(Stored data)
PR #2025, opened 2021-12-17
ci: add arm build for core unix and legacy emulators

vdovhanych:
This PR adds a build for arm emulators needed for trezor-user-env running on arm version of nix. See why [here](https://github.com/trezor/trezor-user-env/pull/114).
This is now done with our m1 runner as docker executor.  I used my nixos image as nixos/nix is completely broken since they switched from alpine to native nixos one. See [here](https://github.com/NixOS/nix/issues/5777#issuecomment-996242619). Once the upstream image is fixed, we can change to that.

This pr also adds native fixes manual macOS build using our runner and built on x86_64 via rosseta2.

### DIFF
--- a/ci/build.yml
+++ b/ci/build.yml
@@ -153,6 +153,27 @@ core unix frozen debug build:
     untracked: true
     expire_in: 1 week
 
+core unix frozen debug build arm:
+  image: vdovhanych/nixos
+  stage: build
+  <<: *gitlab_caching
+  needs: []
+  only:
+    - master
+    - /^release\//
+    - /^secfix\//
+  variables:
+    PYOPT: "0"
+  script:
+    - nix-shell --run "poetry run make -C core build_unix_frozen"
+    - mv core/build/unix/trezor-emu-core core/build/unix/trezor-emu-core-arm
+  artifacts:
+    name: "$CI_JOB_NAME-$CI_COMMIT_SHORT_SHA"
+    untracked: true
+    expire_in: 1 week
+  tags:
+    - docker_darwin_arm
+
 core unix frozen btconly debug t1 build:
   stage: build
   needs: []
@@ -174,9 +195,9 @@ core macos frozen regular build:
   needs: []
   when: manual
   tags:
-    - darwin
+    - darwin_arm
   script:
-    - nix-shell --run "poetry run make -C core build_unix_frozen"
+    - nix-shell --option system x86_64-darwin --run "poetry run make -C core build_unix_frozen"
     - export NAME="trezor-emu-core.darwin"
     - cp -v core/build/unix/trezor-emu-core ./$NAME
     - chmod +x $NAME
@@ -300,6 +321,29 @@ legacy emu regular debug build:
     paths:
       - legacy/firmware/trezor.elf
     expire_in: 1 week
+
+legacy emu regular debug build arm:
+  image: vdovhanych/nixos
+  stage: build
+  <<: *gitlab_caching
+  needs: []
+  only:
+    - master
+    - /^release\//
+    - /^secfix\//
+  variables:
+    DEBUG_LINK: "1"
+    EMULATOR: "1"
+  script:
+    - nix-shell --run "poetry run legacy/script/cibuild"
+    - mv legacy/firmware/trezor.elf  legacy/firmware/trezor-arm.elf
+  artifacts:
+    name: "$CI_JOB_NAME-$CI_COMMIT_SHORT_SHA"
+    paths:
+      - legacy/firmware/trezor-arm.elf
+    expire_in: 1 week
+  tags:
+    - docker_darwin_arm
 
 legacy emu btconly debug build:
   stage: build
--- a/ci/deploy.yml
+++ b/ci/deploy.yml
@@ -182,12 +182,16 @@ release core unix debug deploy:
   before_script: []  # no poetry
   needs:
     - core unix frozen debug build
+    - core unix frozen debug build arm
   script:
     - export VERSION=$(./tools/version.sh core/embed/firmware/version.h)
     - DEST="$DEPLOY_PATH/trezor-emu-core-v$VERSION"
-    - echo "Deploying to $DEST"
+    - DEST_ARM="$DEPLOY_PATH/trezor-emu-core-arm-v$VERSION"
+    - echo "Deploying to $DEST and $DEST_ARM"
     - nix-shell -p patchelf --run "patchelf --set-interpreter /lib64/ld-linux-x86-64.so.2 core/build/unix/trezor-emu-core"
+    - nix-shell -p patchelf --run "patchelf --set-interpreter /lib/ld-linux-aarch64.so.1 core/build/unix/trezor-emu-core-arm"
     - rsync --delete -va core/build/unix/trezor-emu-core "$DEST"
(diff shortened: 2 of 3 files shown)


matejcik (approved):
utACK

ci/build.yml
```diff
@@ -153,6 +153,22 @@ core unix frozen debug build:
     untracked: true
     expire_in: 1 week
 
+core unix frozen debug build arm:
+  image: vdovhanych/nixos
```
prusnak, line 157: this should work now (new arm64 images have been pushed to docker hub recently:

```suggestion
  image: nixos/nix:latest-arm64
```

ci/build.yml
```diff
@@ -301,6 +317,24 @@ legacy emu regular debug build:
       - legacy/firmware/trezor.elf
     expire_in: 1 week
 
+legacy emu regular debug build arm:
+  image: vdovhanych/nixos
```
prusnak, line 321: same here:

```suggestion
  image: nixos/nix:latest-arm64
```

prusnak (changes requested):

ci/build.yml
vdovhanych: This is the one that is broken (nix 2.5.0) that was pushed to docker hub 3 days ago. The latest image was reverted to old nix on alpine (2.3.16) which doesn't have an arm version.

prusnak: OK

prusnak (approved):

vdovhanych:
The new nixos/nix image was just pushed, I will change it to that and we can merge after that.

prusnak:
> The new nixos/nix image was just pushed

`latest` alias still points to `2.5.0` and not to the fixed `2.5.1` - I am asking on Matrix whether this is intentional

prusnak (approved):

vdovhanych:
So the new image of `nixos/nix` is unable to build core emulator as the image is missing `/var/tmp` folder 👍 the same goes for tenv as its also unable to be built without creating that folder in `Dockerfile`.

prusnak:
> we can just make our base ci image multi-arch one and use that later on.

What would we need to do to make our CI image multi-arch? The Dockerfile is already prepared for multiarch (you can change the arch via the `ALPINE_ARCH` arg).

vdovhanych:
> > we can just make our base ci image multi-arch one and use that later on.
> 
> What would we need to do to make our CI image multi-arch? The Dockerfile is already prepared for multiarch (you can change the arch via the `ALPINE_ARCH` arg).

I'm unsure if it will be as simple as adding buildx and setting two targets to build. We would need to modify the `Dockerile` a bit.  The image [`vdovhanych/nixos`](https://github.com/vdovhanych/nixos-docker-arm64/blob/master/Dockerfile) is pretty similar to our base ci image, so there shouldn't be an issue with that.

prusnak:
Ok. Let's merge this with `vdovhanych/nixos` as base image for arm64 emulator builds and discuss how to optimize later. Thanks

tsusanka (commented):
LGTM for now, but as discussed we need to discuss our approach to arm a bit more "conceptually". But let's keep that for Q1 :).

Btw is there a reason to run the jobs for every branch? I would run it for schedules and 
 `/^release\//` /  `/^secfix\//` branches only?

Agree that we don't need to run it on every branch. Should be fine to have it run only on master. as we want to have latest master emulators in tenv right ?

vdovhanych:
> LGTM for now, but as discussed we need to discuss our approach to arm a bit more "conceptually". But let's keep that for Q1 :).
> 
> Btw is there a reason to run the jobs for every branch? I would run it for schedules and `/^release\//` / `/^secfix\//` branches only?

Agree that we don't need to run it on every branch. Should be fine to have it run only on master. as we want to have latest master emulators in tenv right ?

tsusanka:
Yes, master and also releases/secfix which we want to be deployed to firmware.corp servers (tenv fetches the firmwares from there so new firmware versions are added automatically).

Scheduled is not needed, although I like that it gives us information that "everything is fine from the CI point of view".

vdovhanych:
> Yes, master and also releases/secfix which we want to be deployed to firmware.corp servers (tenv fetches the firmwares from there so new firmware versions are added automatically).
> 
> Scheduled is not needed, although I like that it gives us information that "everything is fine from the CI point of view".

Updated the configuration and also added the jobs for releasing arm emulators to our server.

ci/deploy.yml
```diff
@@ -195,6 +195,27 @@ release core unix debug deploy:
...
+    - DEST="$DEPLOY_PATH/trezor-emu-core-arm-v$VERSION"
+    - echo "Deploying to $DEST"
+    - nix-shell -p patchelf --run "patchelf --set-interpreter /lib/ld-linux-aarch64.so.1 core/build/unix/trezor-emu-core"
+    - rsync --delete -va core/build/unix/trezor-emu-core "$DEST"
+  only:
+    - /^core\//
+  except:
+    - branches  # run for tags only
+  tags:
+    - deploy
```
tsusanka, line 217: Sorry for delaying the PR but is there a reason not to make it part of `release core unix debug deploy`? We can _need_ both of the builds and deploy at the same time. Yes, it will break if one of the builds fails, but I think that is acceptable. We should try to make the jobs compact.

vdovhanych: Both artifacts have the same folder structure and naming, not sure if it won't get overwritten. My first idea was to add it there, but I think it won't work like that.

tsusanka: Oh, I see. Hmm, let's rename it to `*-arm` after the build here? 
https://github.com/trezor/trezor-firmware/pull/2025/files#diff-fad8dced0db200747490daa0aa2fb66c1d30378b9cf5ba032ae96e2e5d8825c1R168

vdovhanych: I tried to do it like that but I'm not sure if its ok that it will overwrite other files but I think that this way we should have both emualtors and we should be able to deploy it with one job.

ci/deploy.yml
```diff
@@ -182,33 +182,16 @@ release core unix debug deploy:
   before_script: []  # no poetry
   needs:
     - core unix frozen debug build
+    - core unix frozen debug build arm
   script:
     - export VERSION=$(./tools/version.sh core/embed/firmware/version.h)
     - DEST="$DEPLOY_PATH/trezor-emu-core-v$VERSION"
-    - echo "Deploying to $DEST"
+    - DEST_ARM="$DEPLOY_PATH/trezor-emu-core-arm-v$VERSION"
+    - echo "Deploying to $DEST and "$DEST_ARM"
```
tsusanka, line 190: echo "Deploying to $DEST and $DEST_ARM"

(extra ")

tsusanka: Feel free to force-push then!

ci/deploy.yml
tsusanka: What other files it would overwrite?

vdovhanych: For the core, we have all of the contents of `core/build/unix` but that is not needed for emulator or tenv. Should be fine 👍

ci/deploy.yml
vdovhanych: fixed in 6f7b404d0

tsusanka (approved):

PR #2027, opened 2021-12-17
build(crypto): make valgrind flag compatible with secp256k1-zkp

prusnak:
It seems to me we have someone forgotten to apply this patch from https://github.com/trezor/trezor-firmware/pull/1897#issuecomment-971600801 = https://github.com/trezor/trezor-firmware/commit/dc785662fb94a2ab44bf9da9f596041d84eff579

This PR fixes this


andrewkozlik (approved):
utACK, but let's wait for @onvej-sl before merging.

onvej-sl:
Thank you, @prusnak. It seems to me that I committed it to a wrong branch.

PR #2029, opened 2021-12-19
fix(crypto): refactor ethereum_address_checksum to prepend "0x"

prusnak:
This is just a simple refactor which moves `resp->address[0] = '0'; resp->address[1] = 'x';` into the `ethereum_address_checksum` function.


andrewkozlik (approved):
utACK

onvej-sl (approved):

PR #2034, opened 2021-12-22
Fix proof of ownership sighash computation

andrewkozlik:
Fixes a bug in the computation of the sighash in ownership proofs. SLIP-0019 specifies that the `scriptPubKey` and `commitmentData` should be hashed as length-prefixed strings [1], but the trezor-core implementation omitted to hash the length.

This also means that we have incorrect test vectors in the SLIP. Update here: https://github.com/satoshilabs/slips/pull/1223.

The connect tests are failing, but should work with https://github.com/trezor/connect/pull/995 (untested).

[1] https://github.com/satoshilabs/slips/blob/master/slip-0019.md#proof-footer


matejcik (approved):
utACK. not sure if we need to wait for the Connect fix, probably not?

andrewkozlik:
> utACK. not sure if we need to wait for the Connect fix, probably not?

I think we should merge the two simultaneously. If we merge this PR prematurely, then `connect test core` will fail in the CI in master.

mroz22:
Feel free to merge this without wating for connect. At the moment, connect tests are running against currently released firmware. Master firmware runs only in the nightly jobs.

matejcik:
@mroz22 we have Connect master tests running in our pipeline too, so we need to merge in sync.

onvej-sl (approved):

andrewkozlik:
If I merge this now, then the master branch and anything that is forked-off of master will fail in the CI due to the connect test failing. We need https://github.com/trezor/connect/pull/995 to be merged, but then trezor-connect's own CI will start failing, because it's running against the currently released firmware. Options:
1. Run trezor-connect's CI against trezor-firmware's master branch.
2. Disable the connect tests in trezor-firmware's CI and run them only in trezor-firmware's nightly build.
3. Allow failure of the connect tests in trezor-firmware's CI https://docs.gitlab.com/ee/ci/yaml/#allow_failure.
4. Some combination of the above.

matejcik:
"allow failure" might be the best choice. We want the Connect tests status to be informative, not necessarily a stopper.

mroz22:
I agree with choice 3. This is quite expectable that changes on lower firmware level might be breaking for trezor-connect.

## WHAT IS NEEDED
Could you please retype the lines from the start of the data through the line with "This PR adds", both included, and nothing else?

## YOUR RESPONSE
PR #2025, opened 2021-12-17
ci: add arm build for core unix and legacy emulators

vdovhanych:
This PR adds a build for arm emulators needed for trezor-user-env running on arm version of nix. See why [here](https://github.com/trezor/trezor-user-env/pull/114).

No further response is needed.